[Stored data entries]
● ● ● ● ●

PR #5304, opened 2023-09-29
Add .trim() to name validation on checkout

iainjchambers-guardian:
Adding the `.trim()` command to validation for both first and last name fields on the checkout.

[**Trello Card**](https://trello.com/c/kvnhy64j/1575-last-name-field-validation-in-the-checkout-to-block-an-empty-space)

## Why are you doing this?
Currently the client side validation does not complain when those two text fields contain only blank spaces.

## Is this an AB test?
- [ ] Yes
- [x] No


GHaberis (approved):
Nice 👍

PR #5922, opened 2024-04-16
Three tier get thresholdPrices from productCatalog / Zuora

paul-daniel-dempsey:

Replace the hard-coded lower and(& upper) thesholds stored here ->
`support-frontend/assets/helpers/supporterPlus/benefitsThreshold.ts`

With those in the `productCatalog` stored here (fed from Zuora) ->
`support-frontend/assets/helpers/productCatalog.tsx`

This impacts ->
1. `supporterPlusThankyou` (no-op)
2. `supporterPlusLegal` (no-op)
3. `checkoutTopUpAmounts` stories updated (remove upper threshold dependency, does not exist in Zuora)
4. `supporterPlusThankyou` stories (provide a thresholdPrice overide as it cannot load the productCatalog from Zuora)

[**Trello Card**](https://trello.com/c/ij1KtorF/563-promos-on-supporterplus-part-4b-read-s-threshold-from-zuora-product)

## Why are you doing this?

Allow Zuora to drive the threshold prices going forwards, thus this file will not need to be updated to keep in-line.


jamesgorrie (approved):
Great - I think we should have a think about how we include this for storybook, but we can as a secondary PR.

PR #5920, opened 2024-04-15
Make data valid to `POST` to `/subscribe/create` endpoint

jamesgorrie:
Adds the following fields to the POST data sent to `/subscribe/create`

- [`productType: 'Contribution' | 'SupporterPlus' | 'DigitalPack' | 'Paper' | 'GuardianWeekly'`](https://github.com/guardian/support-frontend/blob/main/support-models/src/main/scala/com/gu/support/workers/Products.scala#L17-L66)
- `currency`
- `billingPeriod` - this is hard-coded and will be introduced properly [here](https://github.com/guardian/support-frontend/pull/5914)
- `fulfillmentOptions`

To achieve this we needed to add
- state handlers for `country`
- POST handler to /subscribe/create

PR #5923, opened 2024-04-16
refactor: make checkout onsubmit async

jamesgorrie:
No-op refactor to make the `onSubmit` a little more readable, and to make it more procedural when adding new payment methods and products.

You can see this starting to happen here #5920

### DIFF
--- a/support-frontend/assets/pages/[countryGroupId]/checkout.tsx
+++ b/support-frontend/assets/pages/[countryGroupId]/checkout.tsx
@@ -262,6 +262,99 @@ export function Checkout() {
 	const [accountHolderConfirmation, setAccountHolderConfirmation] =
 		useState(false);
 
+	const formOnSubmit = async (formData: FormData) => {
+		/**
+		 * The validation for this is currently happening on the client side form validation
+		 * So we'll assume strings are not null.
+		 * see: https://developer.mozilla.org/en-US/docs/Learn/Forms/Form_validation
+		 */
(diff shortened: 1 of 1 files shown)


support-frontend/assets/pages/[countryGroupId]/checkout.tsx
```diff
@@ -262,6 +262,99 @@ export function Checkout() {
...
 		useState(false);
 
+	const formOnSubmit = async (formData: FormData) => {
+		/**
+		 * The validation for this is currently happening on the client side form validation
+		 * So we'll assume strings are not null.
+		 * see: https://developer.mozilla.org/en-US/docs/Learn/Forms/Form_validation
+		 */
+		const data = {
+			firstName: formData.get('firstName') as string,
```
Comment (rupertbates) [inline support-frontend/assets/pages/[countryGroupId]/checkout.tsx:272]: Why do we need all these `as string`s?

Comment (rupertbates) [reply support-frontend/assets/pages/[countryGroupId]/checkout.tsx:272]: Oh it's because they could be null right?

tomrf1 (approved):

support-frontend/assets/pages/[countryGroupId]/checkout.tsx
Comment (jamesgorrie) [reply support-frontend/assets/pages/[countryGroupId]/checkout.tsx:272]: They could be null when using the `get` API - but we know they're not. 

There's probably a much nicer way to do this - I am waiting for the validation of this piece of work to help elucidate that.

PR #5924, opened 2024-04-16
Post to subscription endpoint with valid(ish) data

jamesgorrie:
Getting the `POST` data for the `/subscribe/create` endpoint into a more complete state.

I've `Omit`ted some of the properties from [`RegularPaymentRequest`](https://github.com/guardian/support-frontend/blob/9d5a6a64e40fedf57541e14409488033a8621d1b/support-frontend/assets/helpers/forms/paymentIntegrations/readerRevenueApis.ts#L153), as they will warrant their own PRs.

There's a few changes in here:
* addresses - refactors the code a little to match the way we actually collect data i.e. if an item is deliverable, we require a `deliveryAddress` and either copy that to `billingAddress`. If it's not, we just need the country in the `billingAddress`
* Appends `ophanIds` and `referrerAcquisitionData` tracking data to the request
* `POST`s the data to the endpoint, which will break until the `Omit` it removed


support-frontend/assets/helpers/forms/paymentIntegrations/readerRevenueApis.ts
```diff
@@ -135,11 +135,11 @@ export type RegularPaymentFields =
...
-	state: UsState | CaState | null;
-	lineOne: Option<string>;
-	lineTwo: Option<string>;
-	postCode: Option<string>;
-	city: Option<string>;
+	state?: UsState | CaState | null;
+	lineOne?: string;
+	lineTwo?: string;
+	postCode?: string;
+	city?: string;
```
jamesgorrie, line 142: [This is a more idiomatic TypeScript way of having optional properties](https://www.typescriptlang.org/docs/handbook/2/objects.html#optional-properties).

support-frontend/assets/helpers/forms/paymentIntegrations/readerRevenueApis.ts
```diff
@@ -135,11 +135,11 @@ export type RegularPaymentFields =
...
-	state: UsState | CaState | null;
-	lineOne: Option<string>;
-	lineTwo: Option<string>;
-	postCode: Option<string>;
-	city: Option<string>;
+	state?: UsState | CaState | null;
+	lineOne?: Option<string>;
+	lineTwo?: Option<string>;
+	postCode?: Option<string>;
+	city?: Option<string>;
```
jamesgorrie, line 142: [`?:` is a more idiomatic TypeScript way of having optional properties](https://www.typescriptlang.org/docs/handbook/2/objects.html#optional-properties).

I'll put in another PR to remove the `Option` as it's a little more far reaching.

johnduffell (approved):
looks good, and nicely broken down into a small PR 👍 
something I would mention although you probably know, is that you have to be careful with the country with GW as it's the devliery country that decides the currency (unless the two addrresses are ticked as the same). I only mention as we've had lots of bugs in the past there!

jamesgorrie:
> you have to be careful with the country with GW

Thanks @johnduffell - I'll find some time to pair on maybe writing a test for this.

PR #5925, opened 2024-04-16
Remove countriesAffectedByVATStatus list from support-frontend code

GHaberis:

We currently have an array of country codes named `countriesAffectedByVATStatus` in the support-frontend code. We search this array using a user's `countryId` in a few places to determine whether a user is subject to the VAT compliance amounts checkout (eg. pre-3-tier landing page, S+ isn't available).

The issue we've experienced is this list needs to be maintained to prevent it falling out of sync with the list of countries targeted by the `VAT_COMPLIANCE` amounts test, this list is defined in RRCP.

Instead of having two ways to check whether a user is subject to the VAT compliance issues it would be better to have one. 

This PR implements that by replacing any instances where we interrogated `countriesAffectedByVATStatus` with a check to see whether a user is participating in the `VAT_COMPLIANCE` amounts test.

I've also centralised this check in to a function `isSubjectToVatCompliantAmounts` exported by a new module `support-frontend/assets/helpers/vatCompliance.ts`, this module contains two exports:

1. vatCompliantAmountsTestName: So we don't have multiple references to "VAT_COMPLIANCE" in the code
2. isSubjectToVatCompliantAmounts: A function that checks the `testName` from `state.common.amounts`

## What are you NOT doing in this PR?

Although it's not used currently `countriesAffectedByVATStatus` was helpful to use in conjunction with the `omitCountries` property on AB test definitions, this allowed us to say we don't want users in the affected countries to be allocated to specific AB tests.

I'm planning on introducing another means of achieving this that doesn't require us to store a list of country codes in our codebase. I'll do this in a follow up PR.


jamesgorrie (approved):
I think I get this flow. Just to check:

* `state.common.amounts` is `VAT_COMPLIANCE` if you have the conditions met i.e. you're in a certain country. This value is set upstream
* We use that as the test for `isSubjectToVatCompliantAmounts`

GHaberis:
> I think I get this flow. Just to check:
> 
> * `state.common.amounts` is `VAT_COMPLIANCE` if you have the conditions met i.e. you're in a certain country. This value is set upstream
> * We use that as the test for `isSubjectToVatCompliantAmounts`

@jamesgorrie that's correct, on page set-up we call [getAmountsTestVariant](https://github.com/guardian/support-frontend/blob/main/support-frontend/assets/helpers/abTests/abtest.ts#L227 ) and store the result in `state.common.amounts`,   `getAmountsTestVariant` checks whether the user's `countryId` is present in the RRCP defined list of countries that the `VAT_COMPLIANCE` test tragets.

PR #5926, opened 2024-04-17
Allow for 0 `discountPrice` (100% discount)

jamesgorrie:
We were applying the promotion based on `!!promotion.discountedPrice`. This would evaluate to `false` in the case that `discountPrice === 0`.

It is now the case that if the promotion exists, we will apply it. If the `discountPrice` is missing, we will fallback to full price, and if `numberOfDiscountedPeriods` is missing, we will fallback to `0`.

So without neither of those you might expect to see
> You'll pay £10/month for the first 0 months, then £10/month afterwards unless you cancel.

This is odd - but then again it's odd input. If we'd like to guard against this, I'd suggest we do it at the source.

### Landing
Screenshot 2024-04-17 at 12 21 04

### Checkout
Screenshot 2024-04-17 at 12 21 09

### Thank you
Screenshot 2024-04-17 at 12 22 21


GHaberis (approved):
Nice 👍

PR #5928, opened 2024-04-17
fix: noUncheckedIndexedAccess in abtests

jamesgorrie:
Part of https://github.com/guardian/support-frontend/issues/5829

Fixes `noUncheckedIndexedAccess` errors in `abtests`.

- Mostly adds `undefined` checks
- Sets the `@typescript-eslint/no-unnecessary-condition": "off"` eslint rule on the file. This can sometime leave unnecessary code, but never buggy code
- Adds the [non-null assertion](https://www.typescriptlang.org/docs/handbook/release-notes/typescript-2-0.html#non-null-assertion-operator) as a bit of a cheat - but the code doesn't change so we should be good


andrewHEguardian (approved):
Looks good to me 👍

PR #5932, opened 2024-04-18
Restore ability to exclude countries subject to VAT compliant Amounts from client-side AB tests

GHaberis:

In https://github.com/guardian/support-frontend/pull/5925 I removed the array `countriesAffectedByVATStatus` from the codebase, and replaced any instances where it had been used (to identify whether a user's country was affected by VAT compliance) with a look-up that checked whether they were assigned to the `VAT_COMPLIANT` amounts instead.

`countriesAffectedByVATStatus` had previously been used in conjunction with the `omitCountries` property in our AB test definitions to make sure users viewing the VAT Compliant checkout weren't registered as participating in AB tests that didn't touch this checkout flow (eg. 3-tier tests). By removing `countriesAffectedByVATStatus`  I removed an easy way to achieve this omission.

This PR restores that by introducing a new prop to our AB test definitions `excludeCountriesSubjectToVatCompliantAmounts`, this is a required `boolean`. If it's `true` we will check whether a user has been assigned to the `VAT_COMPLIANT` amounts test and if so we will not assign a user to the AB test.

### DIFF
--- a/support-frontend/assets/helpers/abTests/abtest.ts
+++ b/support-frontend/assets/helpers/abTests/abtest.ts
@@ -78,30 +78,41 @@ export type Test = {
 	// before activating this test eg. '/(uk|us|au|ca|nz)/subscribe$'
 	targetPage?: string | RegExp;
 	omitCountries?: IsoCountry[];
+	excludeCountriesSubjectToVatCompliantAmounts: boolean;
 };
 
 export type Tests = Record<string, Test>;
 
 // ----- Init ----- //
 
-function init(
-	country: IsoCountry,
-	countryGroupId: CountryGroupId,
-	abTests: Tests = tests,
-	mvt: number = getMvtId(),
-	acquisitionDataTests: AcquisitionABTest[] = getTestFromAcquisitionData() ??
-		[],
-): Participations {
+type ABtestInitalizerData = {
+	countryId: IsoCountry;
+	countryGroupId: CountryGroupId;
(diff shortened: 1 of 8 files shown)


support-frontend/assets/helpers/abTests/abtest.ts
```diff
@@ -78,30 +78,41 @@ export type Test = {
...
 
-function init(
-	country: IsoCountry,
-	countryGroupId: CountryGroupId,
-	abTests: Tests = tests,
-	mvt: number = getMvtId(),
-	acquisitionDataTests: AcquisitionABTest[] = getTestFromAcquisitionData() ??
-		[],
-): Participations {
+type ABtestInitalizerData = {
```
tomrf1, line 88: 👏

support-frontend/assets/helpers/abTests/abtest.ts
```diff
@@ -78,30 +78,41 @@ export type Test = {
...
+
+function init({
+	countryId,
+	countryGroupId,
+	selectedAmountsVariant,
+	abTests = tests,
+	mvt = getMvtId(),
+	acquisitionDataTests = getTestFromAcquisitionData() ?? [],
+}: ABtestInitalizerData): Participations {
+	console.log('*** INIT ***');
```
tomrf1, line 105: log!

tomrf1 (approved):
👍

PR #5933, opened 2024-04-18
Use "Contributions Only" nomenclature

GHaberis:

We'd like to introduced "Contributions Only" nomenclature for the contributions only variant of the checkout. This PR updates naming conventions to do that.

I've deleted the module `helpers/vatCompliance` and have moved the exports into `helpers/contributions` as this feels like an appropriate location for these exports.

Naming updates:

`isSubjectToVatCompliantAmounts` -> `isSubjectToContributionsOnlyAmounts`
`vatCompliantAmountsTestName` -> `contributionsOnlyAmountsTestName`
`excludeCountriesSubjectToVatCompliantAmounts` -> `excludeCountriesSubjectToContributionsOnlyAmounts`


support-frontend/assets/helpers/contributions.ts
```diff
@@ -501,6 +501,15 @@ const contributionTypeAvailable = (
 		(settings) => settings.contributionType === contributionType,
 	);
 
+const contributionsOnlyAmountsTestName = 'VAT_COMPLIANCE';
+
+const isSubjectToContributionsOnlyAmounts = (
```
paulbrown1982, line 506: I wonder if a better name for `isSubjectToContributionsOnlyAmounts` might be something like `countriesWhereWeOfferContributionsOnly`?

support-frontend/assets/helpers/abTests/abtest.ts
```diff
@@ -78,7 +78,10 @@ export type Test = {
 	// before activating this test eg. '/(uk|us|au|ca|nz)/subscribe$'
 	targetPage?: string | RegExp;
 	omitCountries?: IsoCountry[];
-	excludeCountriesSubjectToVatCompliantAmounts: boolean;
+	// Some users will see a version of the checkout that only offers
+	// the option to make contributions. We won't want to include these
+	// users in some AB tests
+	excludeCountriesSubjectToContributionsOnlyAmounts: boolean;
```
paul-daniel-dempsey, line 84: So this is generally `true` unless testing  the contibutions-only checkout

paul-daniel-dempsey (approved):
Looks good subject to PaulB's name change suggestion

support-frontend/assets/helpers/abTests/abtest.ts
GHaberis: Yes that's correct, I've made it a non-optional value so whoever's setting up a test will need to consider this

support-frontend/assets/helpers/contributions.ts
jamesgorrie: I like including `countries` in the name as this makes it clear that that's what we're basing this on. 

I also like the removal of the `amounts` bit as that's  implementation details.

My 2¢

jamesgorrie (commented):
There's the chat about the name of the method that feels like it should be resolved before committing as this is a renaming PR.

support-frontend/assets/helpers/contributions.ts
GHaberis: Suggestions taken on board, I've gone with `isContributionsOnlyCountry`

jamesgorrie (approved):

PR #5934, opened 2024-04-18
Fix discounts not showing in email for annual products

rupertbates:
Fixes a bug whereby discounted annual subscriptions were not told the correct billing information in their thank you email. 

The billing summary in the thank you email is worked out by retrieving a preview of future invoices from Zuora and then using this to generate a description such as '£5.99 every month for 3 months, then £11.99 every month'.

The bug was caused by us only fetching one preview invoice (the one with the discounted price) so the code which works out the message thought the initial price was the regular price.

[**Trello Card**](https://trello.com/c/rj9SSTDl/721-annual-s-ty-email-price-does-not-contain-discount-info)

### DIFF
--- a/support-workers/src/main/scala/com/gu/support/workers/PreviewPaymentSchedule.scala
+++ b/support-workers/src/main/scala/com/gu/support/workers/PreviewPaymentSchedule.scala
@@ -12,13 +12,12 @@ object PreviewPaymentSchedule {
 
   def preview(
       subscribeItem: SubscribeItem,
-      billingPeriod: BillingPeriod,
       zuoraService: ZuoraSubscribeService,
       singleResponseCheck: Future[List[PreviewSubscribeResponse]] => Future[PreviewSubscribeResponse],
   ): Future[PaymentSchedule] = {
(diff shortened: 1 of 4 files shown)


support-workers/src/main/scala/com/gu/support/workers/PreviewPaymentSchedule.scala
```diff
@@ -12,22 +12,16 @@ object PreviewPaymentSchedule {
 
   def preview(
       subscribeItem: SubscribeItem,
-      billingPeriod: BillingPeriod,
       zuoraService: ZuoraSubscribeService,
       singleResponseCheck: Future[List[PreviewSubscribeResponse]] => Future[PreviewSubscribeResponse],
   ): Future[PaymentSchedule] = {
-    val numberOfInvoicesToPreview: Int = billingPeriod match {
```
rupertbates, line 19: This was wrong, the number is not the number of invoices, it's the number of months to invoice within

GHaberis (approved):
Nice!

PR #5938, opened 2024-04-18
stop nuisance alarms for no acquisitions

johnduffell:
we get nuisance alarms, this should help
when I split S+ and RC I worked out a suitable interval for each, but in the end it was a bit tight (so false alarms often)

image


tomrf1 (approved):

support-workers/cloud-formation/src/templates/cfn-template.yaml
```diff
@@ -288,8 +287,8 @@ Resources:
           Value: !Ref Stage
       ComparisonOperator: LessThanOrEqualToThreshold
       Threshold: 0
-      Period: 300
-      EvaluationPeriods: 36
+      Period: 3600
```
johnduffell, line 290: I changed them all to 3600s interval (1 hour) so you can tell how long they are at a glance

● ● ● ● ●

EXERCISE DIRECTIONS
Please give an exact copy of the lines above, beginning with the line containing "Currently the client" and running through the line containing "exist in Zuora)", and of no other lines.

TASK RESPONSE
Currently the client side validation does not complain when those two text fields contain only blank spaces.

## Is this an AB test?
- [ ] Yes
- [x] No


GHaberis (approved):
Nice 👍

PR #5922, opened 2024-04-16
Three tier get thresholdPrices from productCatalog / Zuora

paul-daniel-dempsey:

Replace the hard-coded lower and(& upper) thesholds stored here ->
`support-frontend/assets/helpers/supporterPlus/benefitsThreshold.ts`

With those in the `productCatalog` stored here (fed from Zuora) ->
`support-frontend/assets/helpers/productCatalog.tsx`

This impacts ->
1. `supporterPlusThankyou` (no-op)
2. `supporterPlusLegal` (no-op)
3. `checkoutTopUpAmounts` stories updated (remove upper threshold dependency, does not exist in Zuora)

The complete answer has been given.